Previous user may have set a lower limit via nvidia-smi -pl and it was not
reset. Our normalization sets clock locks but does NOT reset power limit.
Key check: `nvidia-smi -q | grep "Power Limit"` — default vs enforced.
3. **Matrix size** — ruled out. bee-gpu-burn uses 4096×4096×4096 for fp16,
8192×8192×4096 for fp8. These are large enough for peak tensor utilization.
### Power limit gap analysis (H100 PCIe):
- Avg clock 1384 MHz = 79% of boost 1755 MHz
- Expected TOPS at 79% clock: 756 × 0.79 ≈ 597 TFLOPS
- Actually measured: 329 TOPS = 55% of that estimate
- Remaining gap after accounting for clock throttle: ~45%
- Most likely explanation: enforced power limit < 350W TDP, further reducing
sustainable clock beyond what sw_thermal alone would cause.
### Action item:
Add `power.limit` (enforced) AND `power.default_limit` to queryBenchmarkGPUInfo
so result.json shows if the card was pre-configured with a non-default limit.

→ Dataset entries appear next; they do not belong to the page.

PR #259, opened 2018-04-03
[FIXED JENKINS-44993] Don't swallow errors in post

abayer:
* JENKINS issue(s):
    * [JENKINS-44993](https://issues.jenkins-ci.org/browse/JENKINS-44993)
* Description:
    * We only throw one exception for a failure in a stage, whether that failure is in the `steps` block or in a `post` condition's execution. Any subsequent exceptions get swallowed and never logged. This will change that, so that we'll start logging any exceptions encountered in executing `post` blocks even if the stage has already hit an error before getting to the `post` blocks.
* Documentation changes:
    * n/a
* Users/aliases to notify:
    * @reviewbybees

### DIFF
--- a/pipeline-model-definition/src/test/java/org/jenkinsci/plugins/pipeline/modeldefinition/BuildConditionResponderTest.java
+++ b/pipeline-model-definition/src/test/java/org/jenkinsci/plugins/pipeline/modeldefinition/BuildConditionResponderTest.java
@@ -138,7 +138,7 @@ public class BuildConditionResponderTest extends AbstractModelDefTest {
     public void buildConditionOrdering() throws Exception {
         expect("buildConditionOrdering")
                 .logContains("[Pipeline] { (foo)", "hello")
-                .inLogInOrder("I AM ALWAYS", "I CHANGED", "I SUCCEEDED")
+                .logContainsInOrder("I AM ALWAYS", "I CHANGED", "I SUCCEEDED")
                 .go();
     }
 
@@ -312,6 +312,7 @@ public class BuildConditionResponderTest extends AbstractModelDefTest {
                         "hello",
                         "[Pipeline] { (" + SyntheticStageNames.postBuild() + ")",
                         "I FAILED",
+                        "CLEANUP RAN",
                         "Error when executing failure post condition",
                         "Error when executing always post condition",
                         "No such property: otherUndefined for class",
--- a/pipeline-model-definition/src/test/java/org/jenkinsci/plugins/pipeline/modeldefinition/BuildConditionResponderTest.java
+++ b/pipeline-model-definition/src/test/java/org/jenkinsci/plugins/pipeline/modeldefinition/BuildConditionResponderTest.java
@@ -303,4 +303,20 @@ public class BuildConditionResponderTest extends AbstractModelDefTest {
         j.assertLogNotContains("I FAILED", run1);
 
     }
+
+    @Issue("JENKINS-44993")
+    @Test
+    public void failureInPostBlock() throws Exception {
+        expect(Result.FAILURE, "failureInPostBlock")
+                .logContains("[Pipeline] { (foo)",
+                        "hello",
+                        "[Pipeline] { (" + SyntheticStageNames.postBuild() + ")",
+                        "I FAILED",
+                        "Error when executing failure post condition",
+                        "Error when executing always post condition",
+                        "No such property: otherUndefined for class",
+                        "No such property: undefined for class")
+                .logNotContains("MOST DEFINITELY FINISHED")
+                .go();
+    }
 }
--- a/pipeline-model-definition/src/test/resources/failureInPostBlock.groovy
+++ b/pipeline-model-definition/src/test/resources/failureInPostBlock.groovy
@@ -42,6 +42,9 @@ pipeline {
             echo "I FAILED"
             echo "SOME ${otherUndefined} VAR"
         }
+        cleanup {
+            echo "CLEANUP RAN"
+        }
     }
 }
 
--- a/pipeline-model-definition/src/test/resources/failureInPostBlock.groovy
+++ b/pipeline-model-definition/src/test/resources/failureInPostBlock.groovy
@@ -1,0 +1,49 @@
+/*
+ * The MIT License
+ *
+ * Copyright (c) 2018, CloudBees, Inc.
+ *
+ * Permission is hereby granted, free of charge, to any person obtaining a copy
+ * of this software and associated documentation files (the "Software"), to deal
+ * in the Software without restriction, including without limitation the rights
+ * to use, copy, modify, merge, publish, distribute, sublicense, and/or sell
+ * copies of the Software, and to permit persons to whom the Software is
+ * furnished to do so, subject to the following conditions:
+ *
+ * The above copyright notice and this permission notice shall be included in
+ * all copies or substantial portions of the Software.
+ *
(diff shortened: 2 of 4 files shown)


pipeline-model-definition/src/test/resources/failureInPostBlock.groovy
```diff
@@ -0,0 +1,49 @@
...
+                echo "hello"
+            }
+        }
+    }
+    post {
+        always {
+            echo "SOME ${undefined} VAR"
+        }
+        success {
+            echo "MOST DEFINITELY FINISHED"
```
bitwiseman: Add a test where the failure occurs here.

pipeline-model-definition/src/test/resources/failureInPostBlock.groovy
```diff
@@ -0,0 +1,49 @@
...
+    stages {
+        stage("foo") {
+            steps {
+                echo "hello"
+            }
+        }
+    }
+    post {
+        always {
+            echo "SOME ${undefined} VAR"
```
bitwiseman: Add an echo that doesn't fail before this this one..

pipeline-model-definition/src/test/java/org/jenkinsci/plugins/pipeline/modeldefinition/BuildConditionResponderTest.java
```diff
@@ -242,4 +242,21 @@ public void changedAndNotSuccess() throws Exception {
...
+    @Issue("JENKINS-44993")
+    @Test
+    public void failureInPostBlock() throws Exception {
+        expect(Result.FAILURE, "failureInPostBlock")
+                .logContains("[Pipeline] { (foo)",
+                        "hello",
+                        "[Pipeline] { (" + SyntheticStageNames.postBuild() + ")",
+                        "I FAILED",
+                        "Error when executing failure post condition",
+                        "Error when executing always post condition",
```
bitwiseman: I would expect this line to occur before "I FAILED".

pipeline-model-definition/src/test/java/org/jenkinsci/plugins/pipeline/modeldefinition/BuildConditionResponderTest.java
```diff
@@ -242,4 +242,21 @@ public void changedAndNotSuccess() throws Exception {
...
+                        "No such property: otherUndefined for class",
+                        "No such property: undefined for class")
```
bitwiseman: I'd expect this line to occur immediately after "Error when executing always post condition",

bitwiseman:
This is a really cool improvement.

pipeline-model-definition/src/test/java/org/jenkinsci/plugins/pipeline/modeldefinition/BuildConditionResponderTest.java
abayer: This isn't ordered - it's just "are each of these strings present in the log somewhere?"

pipeline-model-definition/src/test/java/org/jenkinsci/plugins/pipeline/modeldefinition/BuildConditionResponderTest.java
abayer: See above.

pipeline-model-definition/src/test/resources/failureInPostBlock.groovy
abayer: Not sure what that'd give us? The point of the test is just to make sure that we actually log all the exceptions thrown in the `post` conditions - I can add that test, just not sure there's a reason for it.

pipeline-model-definition/src/test/java/org/jenkinsci/plugins/pipeline/modeldefinition/BuildConditionResponderTest.java
bitwiseman: @abayer 
Ah, okay.  Well, we'll need to add a `logContainsInOrder` or equivalent.
The order of these lines matters and depending on implementation they might occur in a different order, including the one you shown here is not.

bitwiseman: Oh, looks like you already have it implemented: 
[inLogInOrder](https://github.com/jenkinsci/pipeline-model-definition-plugin/blob/master/pipeline-model-definition/src/test/java/org/jenkinsci/plugins/pipeline/modeldefinition/AbstractModelDefTest.java#L390)

pipeline-model-definition/src/test/resources/failureInPostBlock.groovy
bitwiseman: It's to show that things behave as they should even in the exception throwing cases.  
For  example, we want to verify that the same behavior occurs in the `success` condition as in the `always`.  

I don't know if it matters but `failure` has a higher ordinal than `success`.  Does that mean failure will have already been considered when `success` throws an exception and as such will not execute?  Same question for `unstable` and etc.

pipeline-model-definition/src/test/resources/failureInPostBlock.groovy
```diff
@@ -0,0 +1,49 @@
...
+        }
+        success {
+            echo "MOST DEFINITELY FINISHED"
+        }
+        failure {
+            echo "I FAILED"
+            echo "SOME ${otherUndefined} VAR"
+        }
```
rsandell: should add `cleanup` _(or whatever we decide to call it)_ here as well when #258 is merged.

abayer: Good point.

pipeline-model-definition/src/test/resources/failureInPostBlock.groovy
abayer: Gotcha. Will do. And yes, that does mean that an error in `success` will not result in `failure` being called - which has been the case all along. All we're doing here is surfacing the errors that could previously have been swallowed silently, not changing the flow behavior.

pipeline-model-definition/src/test/java/org/jenkinsci/plugins/pipeline/modeldefinition/BuildConditionResponderTest.java
abayer: I completely forgot that!

bitwiseman: @abayer Maybe rename it to `logContainsInOrder` so it is easier to find/remember?  `inLog...` is quite odd.

pipeline-model-definition/src/test/resources/failureInPostBlock.groovy
bitwiseman: I can see the logic of it - the `failure` condition should only fire if the stage failed not if one of the post condition steps failed - but that is not consistent.  By this same logic, the failure condition shouldn't fire if the steps all passed but there is a failure in the `always` condition (which does happen currently). 
Filed https://issues.jenkins-ci.org/browse/JENKINS-50645.

abayer:
@bitwiseman Looking to merge this shortly - any chance you could re-review and let me know what, if anything, needs to be changed?

PR #260, opened 2018-04-04
Add DeclarativeDirective extension point for adding directives

abayer:
* JENKINS issue(s):
    * n/a
* Description:
    * New directives must provide a method for parsing from Jenkinsfile syntax, a JSON schema, a runtime model class, validation for the parsed AST model, and a method for transforming from the parsed AST model to the runtime model.
    * Initially, will only provide support for preprocessing directives - which will provide a way to transform the full AST model after parsing and before validation and transformation. This will enable plugin authors to contribute directives that can be replaced by predetermined content before validation starts.
* Documentation changes:
    * Actually, this makes me think that developer docs for *all* the Declarative extension points would be a good idea...
* Users/aliases to notify:
    * ...


abayer:
Note - this is a work-in-progress. I need to add tests and do some prototyping for a use case I have in mind to make sure this implementation will actually do the trick. I also need to decide if it's actually worth it to keep this as general as it is, or if it makes more sense to just provide a pre-processing directive extension point...

rsandell:
By just reading the title I fear this could lead to the "declarative model" getting out of hand if there is free reign for other plugins to add to the structure.

bitwiseman:
@abayer  This seems like it could _really_ use a JEP.

pipeline-model-api/src/main/java/org/jenkinsci/plugins/pipeline/modeldefinition/model/DeclarativeDirectiveDescriptor.java
```diff
@@ -0,0 +1,116 @@
...
+import java.util.HashMap;
+import java.util.Map;
+import java.util.logging.Level;
+import java.util.logging.Logger;
+
+public abstract class DeclarativeDirectiveDescriptor<D extends DeclarativeDirective<D>> extends Descriptor<D> {
+    private static Logger LOGGER = Logger.getLogger(DeclarativeDirectiveDescriptor.class.getName());
+
+    @Nonnull
+    public abstract String getName();
```
rsandell: You seem to be using this in quite a lot of places that confuses me on the distinction between name and displayName.
But I can't come up with a better word for this either :)

bitwiseman:
@abayer  Any chance you can resolve the merge conflicts here?  Should this remain open?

If enforced < default × 0.95 → add finding "GPU power limit is below default TDP".
### CPU/RAM impact on GPU FLOPS:
None. Pure on-GPU GEMM is fully compute-bound once data is in VRAM.

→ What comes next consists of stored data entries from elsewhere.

PR #261, opened 2018-04-09
[FIXED JENKINS-50682] Actually pass descriptor to when condition forms

abayer:
* JENKINS issue(s):
    * [JENKINS-50682](https://issues.jenkins-ci.org/browse/JENKINS-50682)
* Description:
    * Also add display name for a few `when` conditions, move all of `ChangeRequestConditional`'s fields into "advanced", since they're optional and all, and smack things around a bit internally to not display `when` directive parameters when they're not required and they've got an empty string value.
* Documentation changes:
    * n/a
* Users/aliases to notify:
    * @reviewbybees

### DIFF
--- a/pipeline-model-definition/src/main/java/org/jenkinsci/plugins/pipeline/modeldefinition/generator/WhenDirective.java
+++ b/pipeline-model-definition/src/main/java/org/jenkinsci/plugins/pipeline/modeldefinition/generator/WhenDirective.java
@@ -29,13 +29,16 @@ import hudson.model.Descriptor;
 import org.jenkinsci.plugins.pipeline.modeldefinition.when.DeclarativeStageConditional;
 import org.jenkinsci.plugins.pipeline.modeldefinition.when.DeclarativeStageConditionalDescriptor;
 import org.jenkinsci.plugins.structs.describable.DescribableModel;
+import org.jenkinsci.plugins.structs.describable.DescribableParameter;
 import org.jenkinsci.plugins.structs.describable.UninstantiatedDescribable;
 import org.jenkinsci.plugins.workflow.cps.Snippetizer;
 import org.kohsuke.stapler.DataBoundConstructor;
 
 import javax.annotation.Nonnull;
 import java.util.ArrayList;
+import java.util.HashMap;
 import java.util.List;
+import java.util.Map;
 
 public class WhenDirective extends AbstractDirective<WhenDirective> {
     private DeclarativeStageConditional conditional;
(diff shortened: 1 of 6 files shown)


rtyler:
Not sure what value I can add as a reviewer, so here's a helpful screenshot:

selection_388

abayer:
@rtyler I just like to make you feel involved.

pipeline-model-definition/src/main/java/org/jenkinsci/plugins/pipeline/modeldefinition/generator/WhenDirective.java
```diff
@@ -81,12 +84,29 @@ public String getDisplayName() {
...
                 if (model != null) {
+                    Map<String,Object> args = new HashMap<>();
+                    // Hack to null out non-required fields for UI prettiness.
+                    for (String argKey : ud.getArguments().keySet()) {
+                        DescribableParameter p = model.getParameter(argKey);
+                        if (p == null ||
+                                p.isRequired() ||
+                                !(String.class.equals(p.getErasedType())) ||
+                                !ud.getArguments().get(argKey).equals("")) {
+                            args.put(argKey, ud.getArguments().get(argKey));
```
rsandell: Quite inefficient, you should iterate over `ud.getArguments().entrySet()` instead of doing map lookups all the time.

pipeline-model-definition/src/main/java/org/jenkinsci/plugins/pipeline/modeldefinition/generator/WhenDirective.java
```diff
@@ -81,12 +84,29 @@ public String getDisplayName() {
...
-                DescribableModel model = ud.getModel();
+                DescribableModel<? extends DeclarativeStageConditional> model = ud.getModel();
                 if (model != null) {
+                    Map<String,Object> args = new HashMap<>();
+                    // Hack to null out non-required fields for UI prettiness.
+                    for (String argKey : ud.getArguments().keySet()) {
+                        DescribableParameter p = model.getParameter(argKey);
+                        if (p == null ||
+                                p.isRequired() ||
+                                !(String.class.equals(p.getErasedType())) ||
```
rsandell: I don't think I've seen the use of `String.class.equals` before, looks weird. `String` is final so I don't think you need anything complicated to check if something is a string or not.

pipeline-model-definition/src/main/java/org/jenkinsci/plugins/pipeline/modeldefinition/generator/WhenDirective.java
rsandell: So you merged without addressing this?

CPU core count and host RAM are irrelevant.
## Compute efficiency metric (proposed, no hardcode)
Instead of comparing TOPS to a hardcoded spec, compute:
tops_per_sm_per_ghz = measured_tops / (sm_count × avg_clock_ghz)
This is model-agnostic. A GPU computing correctly at its actual frequency
will show a consistent tops_per_sm_per_ghz regardless of throttle level.

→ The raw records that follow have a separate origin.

PR #262, opened 2018-04-11
[FIXED JENKINS-50652] Don't fire post failure for aborted durable task

abayer:
* JENKINS issue(s):
    * [JENKINS-50652](https://issues.jenkins-ci.org/browse/JENKINS-50652)
* Description:
    * It appears that an aborted durable task like sh results in `CpsFlowExecution#result` being `ABORTED`, but `WorkflowRun#result` being `FAILURE`, until the whole build actually finishes and the run gets updated accordingly. So the `failure` `post` condition shouldn't fire if `CpsFlowExecution#result` is `ABORTED`.
* Documentation changes:
    * n/a
* Users/aliases to notify:
    * @reviewbybees

### DIFF
--- a/pipeline-model-definition/src/main/groovy/org/jenkinsci/plugins/pipeline/modeldefinition/model/conditions/Failure.groovy
+++ b/pipeline-model-definition/src/main/groovy/org/jenkinsci/plugins/pipeline/modeldefinition/model/conditions/Failure.groovy
@@ -41,7 +41,8 @@ class Failure extends BuildCondition {
     @Override
     boolean meetsCondition(@Nonnull WorkflowRun r) {
         Result execResult = getExecutionResult(r)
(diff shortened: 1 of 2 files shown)


abayer:
Joy, hanging tests I can't reproduce locally! Sigh. Working on it.

svanoort:
> Joy, hanging tests I can't reproduce locally! Sigh. Working on it.

🖖

abayer:
wooo, it was yet more fun with `@ClassRule` and various `JenkinsRule`/test framework stuff that...doesn't quite work as expected when `JenkinsRule` is used as a `@ClassRule`. In this case, it was that `semaphore 'wait'` in two different tests in the same class would end up with multiple hits, so I had to make the `semaphore` names unique across the whole class, not just a single test. Fun!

A GPU with degraded silicon will show low tops_per_sm_per_ghz even at
normal clocks.
SM count is queryable: nvidia-smi --query-gpu=attribute.multiprocessor_count
(needs to be added to queryBenchmarkGPUInfo).
Reference values to establish after baseline runs:
- H100 PCIe fp16_tensor: TBD tops/SM/GHz
- H100 SXM fp16_tensor: TBD tops/SM/GHz
## Proposed threshold changes (pending more data)
1. **`low_sm_clock_vs_target`**: raise threshold from 90% to 85% based on observed
9192% on healthy HBM2e. Or remove entirely — sw_power/sw_thermal already
capture the root cause.
2. **`variance_too_high`** (StabilityScore < 85): healthy HBM2e WILL oscillate
under power cap. Consider suppressing this flag when power is flat and usage
is 100% (oscillation is expected). Or lower threshold to 70.
3. **New signal: MHz/Watt efficiency**: if base_graphics_clock_mhz is available,
ratio avg_clock / power_w could identify degraded silicon (HBM3 restored S1
would have been caught by this).
Decision deferred until baseline on SXM designed servers collected.